Aber selbstverständlich, Lady, ist jeder meiner Spaziergänge eine Vergewisserung und empfunden fast mein letzter. “Werde ich auch die nächste Spargelsaison noch erleben?” frug mich gleich am Abgang zur S Schönhauser der kleine Gemüsestand, ohne daß der dahinter stehende orientalische Verkäufer etwas davon ahnte. Und unbedingt werde ich noch in den seit gestern öffentlich → erweiterten Mauerpark flanieren, morgen vielleicht, vielleicht schon nachher; wann, hängt davon ab, wie schnell wir weiter durch die Wüste kommen: die nächste Pforte, in den vierten, ich möchte gar nicht mehr schreiben: Höllenkreis der Nefud; der dritte war auch ohne infernalen Namen anstrengend genug … — diese nächste Pforte zu erreichen also, sei besonders kompliziert. Sie offenbare sich nämlich nicht gleich, erklärte erklärungslos Faisal und beließ es dabei. Wir müßten allerdings noch einen Umweg nehmen.

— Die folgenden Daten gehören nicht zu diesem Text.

PR #943, opened 2026-09-02
fix: match radio station card background to the rest of the app

elias001011:
## Problem

On the radio stations page (and radio results in search), `RadioStationCard` renders on `colorScheme.surfaceContainer`, one tonal step above every other list row in the app. `SongBar`, `PlaylistBar` and `CustomBar` all use `colorScheme.surfaceContainerLow`, so the radio cards look like a heavier, more opaque surface that doesn't blend with the rest of the UI.

## Fix

Use `colorScheme.surfaceContainerLow` for `RadioStationCard`, matching the shared list-row background.

One line. `flutter analyze` clean.

### DIFF
--- a/lib/widgets/radio_station_card.dart
+++ b/lib/widgets/radio_station_card.dart
@@ -90,7 +90,7 @@ class _RadioStationCardState extends State<RadioStationCard> {
 
     return Card(
       elevation: 0,
-      color: colorScheme.surfaceContainer,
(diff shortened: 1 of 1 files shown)


elias001011:
Closing — this changed the wrong thing. The actual bug is the mini player leaving a blank strip on the radio stations page (the page reserves mini-player space via Scaffold.bottomNavigationBar instead of inside the scroll content). Replacement PR incoming.

PR #947, opened 2026-09-07
Add the Android Auto browse and search interface

vysakh-i:
The manifest already registered a MediaBrowserService and declared the app to Android Auto, and the handler already answered getChildren, so the car could connect and draw a browse tree. Tapping anything in it did nothing.

Browse items were built by mapToMediaItem, whose id comes from song['id'] - a list index assigned by returnSongLayout, not a stable identifier. Playback resolved that id with _findSongByYtid, which looks for a song whose ytid is "3". It never matched, so every tap was a silent no-op. Queue rows were worse: their ids are queue entry ids, which no ytid lookup can match either.

Media ids now carry the container a song was listed under plus its token within that container, so a tap can resolve back to the exact row and enqueue the rest of the list behind it. Skip-next from the wheel now walks the list the driver was looking at instead of dead-ending on a single track. The queue is keyed by queue entry id rather than ytid, so tapping the second copy of a song does not jump to the first.

Also fills in the rest of the interface that was missing:

- search() was never implemented, so the car's search screen was always empty. It now searches the device first, which answers instantly and works with no signal, then tops up from YouTube.
- playFromSearch only matched already-local songs, so most voice requests failed. It reuses the same search and queues every hit, not just the best guess.
- subscribeToChildren was never implemented, so the browse tree was frozen at whatever it held when the car connected. Each root now republishes when its backing data changes. Queue notifications are throttled, since the queue emits several times per song.
- Playlists were not browsable at all; user-created ones are listed first as they are local. A user-created playlist is inline or empty, so it never triggers an online fetch against its local timestamp id.
- androidBrowsableRootExtras was unset, so Auto was told neither that content style is supported nor that search exists, and never offered a search box.
- Empty categories rendered as a blank screen, which reads as a broken app, and now say why they are empty.

Verified with flutter analyze (clean, whole project) and dart format on Flutter 3.47.2 / Dart 3.13.2, matching the pubspec constraint.

### DIFF
--- a/lib/main.dart
+++ b/lib/main.dart
@@ -292,6 +292,17 @@ Future<void> initialisation() async {
         androidNotificationIcon: 'drawable/ic_launcher_foreground',
         androidShowNotificationBadge: true,
         androidStopForegroundOnPause: false,
+        // Handed to Android Auto on the browsable root. Without the search
+        // flag the car never offers a search box, and without the content
+        // style keys it falls back to an undifferentiated list of everything.
+        androidBrowsableRootExtras: {
+          AndroidContentStyle.supportedKey: true,
+          AndroidContentStyle.browsableHintKey:
+              AndroidContentStyle.gridItemHintValue,
+          AndroidContentStyle.playableHintKey:
+              AndroidContentStyle.listItemHintValue,
+          'android.media.browse.SEARCH_SUPPORTED': true,
+        },
       ),
     );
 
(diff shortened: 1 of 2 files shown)


gokadzev:
@vysakh-i Hi, is this tested on real devices?

vysakh-i:
> @vysakh-i Hi, is this tested on real devices?

Yes, tested in my vehicle and seems to be working well.

gokadzev:
Thanks!

PR #954, opened 2026-09-17
fix(stats): stop counting listening time after the queue ends

### LINKED ISSUE #953: [Bug] Song minutes in Time Machine still count up when the end of a song is reached
### Acknowledgements

- [x] I have searched the existing issues and confirmed that this is a new issue, not a duplicate or related to another open issue.
- [x] I read the [FAQ section](https://github.com/gokadzev/Musify/discussions/340) and there's nothing mentioned about this issue.
- [x] I have written a short but informative title.
- [x] I have updated the app to the latest version. You can find the latest version [here](https://github.com/gokadzev/Musify/releases).
- [x] I will fill out all the sections in this issue report.

### Current Behavior

When a song reaches its end but no other song plays (such as at the end of the queue), the song will stop, but the "Minutes listened" stat in Time Machine continues to increase.

### Expected Behavior

When a song stops playing, no more minutes would be recorded as listened.

### Steps To Reproduce

1. Make a queue with only one song
2. Skip to the end of the song
3. Wait a few minutes
4. Observe change in Minutes Listened by refreshing it, such as restarting the app or pressing "Listening Stats" at the bottom.

### Musify Version

V10.4.0

### Device And Operating System

Lenovo Idea Tab

### Android Version You Use

Android 16

### Additional Information

_No response_

elias001011:
Fixes #953

### Problem
With a single-song queue (or any end of queue with repeat/auto-play off), "Minutes listened" in Time Machine keeps growing after the song ends.

### Cause
`just_audio` keeps `player.playing == true` after a track completes, until `pause()`/`stop()` is called (documented on `AudioPlayer.play`). When the last song ends:

1. `processingStateStream` → `completed` → `_handleProcessingStateChange` correctly finishes the listening session.
2. `skipToNext()` has nowhere to go, so the player stays in `(playing: true, completed)`.
3. `playerStateStream` delivers that state to `handlePlayerStateForListeningStats`, which sees a `false → true` "playing" transition and starts a **new** session for the same song.
4. Every later checkpoint (pause, seek, app backgrounding) then records wall-clock idle time as listened.

### Fix
In `ListeningStatsService.handlePlayerStateForListeningStats`, treat `completed`/`idle` as not playing, so no session is resumed/started while no audio is actually playing. Replay after completion goes through `playAgain()`, which starts a fresh session as before.

### Tests
- `test/listening_stats_end_of_queue_test.dart` drives the real `ListeningStatsService` through the exact event sequence above. Without the fix, the first test reproduces the bug (3 s counted vs 1 s real playback); with the fix all three pass.
- `flutter analyze` clean on the changed files; full `flutter test` unchanged apart from the pre-existing `widget_test.dart` boilerplate.


elias001011:
Small one, but it was a sneaky bug — thanks to @Xreturns for the clear repro steps. Happy to adjust anything if you'd like it done differently.

Issue #894, opened 2026-07-11
[Feature] Persistent Queue


sethro57:
### Is there an existing issue for this?

- [x] I have searched the existing issues and confirmed that this feature is not already requested.
- [x] I read the [FAQ section](https://github.com/gokadzev/Musify/discussions/340) and there's nothing mentioned about this feature.

### Category of the Feature

UX Improvements

### Credits

myself

### Pain

Any time I close the app, the queue for my shuffle is wiped, forcing me to create a new queue every time I re-open the app.

### Suggested Solution

Add a persistent queue. When this option is enabled, it should keep track of your current queue, as well as your current position, and restore it when you open the app again.

### Useful Resources/References

YouTube Music itself has this feature, as well as other YTM clients.

PR #956, opened 2026-09-18
feat(playback): keep the queue across app restarts (closes #894).

nicotontige:
### The problem

Closing the app throws the queue away. A shuffle put together over an evening
is gone at the next launch, and the only thing left to do is build it again.

### What this does

The queue is written to storage as it changes, along with the song being
played and how far into it playback got, and comes back at the next launch.
The songs, the shuffled order and the pre-shuffle one are all kept, so turning
shuffle off after a restart still restores the original order. Repeat and
shuffle modes were already persisted and are unaffected.

### How it works

`QueuePersistenceService` (new, `lib/services/queue_persistence_service.dart`)
owns the storage; the audio handler only calls into it.

- **Nothing is fetched while restoring.** At startup the queue is published so
  the player shows where it stopped, nothing more — no stream URL is resolved,
  no network call is made, and playback does not start on its own. The source
  is only built when playback is asked for, and resumes through
  `setAudioSource(initialPosition:)`.
- **A position belongs to one queue entry.** It is only honoured for the entry
  id it was taken on, and only once. A queue edited in between restores from
  the start of the song rather than dropping the listener into the middle of a
  different one.
- **The song list and the position are stored apart.** The list is only
  rewritten when it actually changes; the position at most every ten seconds of
  playback. A long queue is therefore not rewritten on every tick. Both are
  flushed when playback pauses or stops and when the app leaves the foreground
  — including `onTaskRemoved`, which is what a swiped-away app goes out
  through, and the flush happens before `audioPlayer.stop()` takes the position
  back to zero.
- **Bounded.** Stored in the `userNoBackup` box, so it is not carried into
  backups. A queue beyond 1000 songs is stored as a window around the song
  being played.

One behaviour change outside the queue itself: `play()` with no loaded source
now resumes the current queue instead of replacing it with a recently played
song. That path previously discarded a queue that had failed to load its
source.

### Not behind a setting

The issue asked for this to be opt-in. I built it that way first, then dropped
the toggle: bringing the queue back is what an app is expected to do when it
opens, and a queue that survives is the ordinary case rather than something to
go looking for in the settings. The toggle is a small addition if you would
rather have it — say the word and I will put it back.

### Testing

- `flutter analyze`: clean.
- `flutter test`: six new tests in `test/queue_persistence_test.dart` cover the
  round trip, the shuffle order, a position whose song moved, the save that
  follows a restore, the oversized-queue window, and an emptied queue. All
  pass. (`test/widget_test.dart`, the stock counter template, fails on master
  as well.)
- Profile APK builds and installs.


elias001011:
One thing I noticed: #894 originally described the persistent queue as an opt-in setting, but this PR removes the toggle and makes it the default behavior for everyone.

I don't necessarily think that's wrong, but it seems like a product/behavior change beyond the original issue. Was making it always-on intentional?

nicotontige:
Yes, this was intentional. Nothing prevents you from playing a new playlist as usual when opening the app, but if the user wants to, they can simply pick up where they left off in their playlist.
It's also the default behavior in many apps like Deezer, Spotify, and YouTube Music, so it made sense to make it the default here too.

PR #99, opened 2020-10-27
Add patch for Bug 209745, FS#68346

thotypous:
This adds a patch for a usability-crippling Bluetooth issue which is affecting Intel Bluetooth adapters since 5.9.0.

See:
* https://bugzilla.kernel.org/show_bug.cgi?id=209745
* https://bugs.archlinux.org/task/68346
* https://bbs.archlinux.org/viewtopic.php?pid=1932543


Tk-Glitch:
Thanks for the heads up! Your PR doesn't allow the patch to apply, so I have decided to add it to base patchset.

Nachfragen wollte ich nicht. Einem Araber lästig zu fallen, geht, wie Du wahrscheinlich weißt, mit bleibendem Ehrverlust einher. Immerhin hat mir Faisal den Umweg erklärt: Er habe einen chinesischen Kollegen um Consilio und Mittherapie gebeten, nämlich wegen meiner strahlungshalber anhebenden Neuropathie; tatsächlich sei es aber eine Kollegin, die sich, wie eine Heilerin der Vorzeit, als sozusagen Anachoretin tief in die Wüste zurückgezogen habe. Es ließe sich auch von einer Zauberin sprechen, die auf ihm, Faisal, nicht recht nachvollziehbare Weise Nadeln zu setzen verstehe, was der Erkrankung aber nachweisbar Einhalt zu gebieten verstehe, sie zumindest mildere. – Weshalb mußte ich da sofort an → Marah Durimeh zurückdenken? Ja, es schien mir völlig auf der Hand zu liegen, daß es sie, niemand anderes, sein würde. Aber das sagte ich nicht, sondern ließ mir weiterklären, daß – denn in der vierten Phase setze die Nefud dem weil chemisch sowieso schon geschwächten Körper noch einmal ganz besonders zu – er, Faisal, es für nachdrücklich geraten halte, die Hilfe dieser Durimeh in Anspruch zu nehmen, und zwar bevor wir den Vierten Höllenkreis erreichten. Sie erwarte uns übrmorgen zu … hat er wirklich “High Noon” gesagt? Nein, das wäre → ein anderer Film – mit allerdings einer anderen Anima als, Li, Dir, deutlich einer meiner nämlich Kindheit. Dieser Frau (dieser Imago – wie die Béart ist auch sie alleine innenmedial) habe ich im ersten → der beiden Septimebände mit der Sabinenliebe ein zartes, ich hoffe: voll Achtung, Denkmal gesetzt.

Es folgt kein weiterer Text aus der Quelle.